■ **Exercise**
Return copies of the lines below that mention "class".

■ **The data**
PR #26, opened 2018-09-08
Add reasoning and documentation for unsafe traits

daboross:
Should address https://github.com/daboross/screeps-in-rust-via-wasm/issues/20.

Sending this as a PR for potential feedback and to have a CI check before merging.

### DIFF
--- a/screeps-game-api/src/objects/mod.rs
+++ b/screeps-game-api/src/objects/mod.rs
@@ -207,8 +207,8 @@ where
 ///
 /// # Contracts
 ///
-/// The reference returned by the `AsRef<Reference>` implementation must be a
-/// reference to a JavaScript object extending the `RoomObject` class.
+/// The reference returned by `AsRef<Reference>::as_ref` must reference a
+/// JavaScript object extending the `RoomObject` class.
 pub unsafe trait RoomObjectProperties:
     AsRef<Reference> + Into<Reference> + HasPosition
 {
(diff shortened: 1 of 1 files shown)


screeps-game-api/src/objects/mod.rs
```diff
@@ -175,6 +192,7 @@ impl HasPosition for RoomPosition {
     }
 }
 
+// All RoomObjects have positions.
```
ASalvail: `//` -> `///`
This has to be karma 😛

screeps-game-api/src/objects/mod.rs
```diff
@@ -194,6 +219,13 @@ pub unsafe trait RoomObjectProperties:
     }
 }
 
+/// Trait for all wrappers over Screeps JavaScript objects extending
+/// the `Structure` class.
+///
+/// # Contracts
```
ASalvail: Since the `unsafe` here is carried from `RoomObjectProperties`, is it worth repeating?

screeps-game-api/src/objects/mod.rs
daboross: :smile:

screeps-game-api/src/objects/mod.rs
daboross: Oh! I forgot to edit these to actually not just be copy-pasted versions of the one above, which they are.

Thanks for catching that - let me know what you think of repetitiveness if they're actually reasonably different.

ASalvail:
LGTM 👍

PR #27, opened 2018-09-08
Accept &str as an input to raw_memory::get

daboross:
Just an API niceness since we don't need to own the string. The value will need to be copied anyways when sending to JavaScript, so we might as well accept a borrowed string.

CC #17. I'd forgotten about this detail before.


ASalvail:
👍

■ **Answer space**
-/// reference to a JavaScript object extending the `RoomObject` class.
+/// JavaScript object extending the `RoomObject` class.
+/// the `Structure` class.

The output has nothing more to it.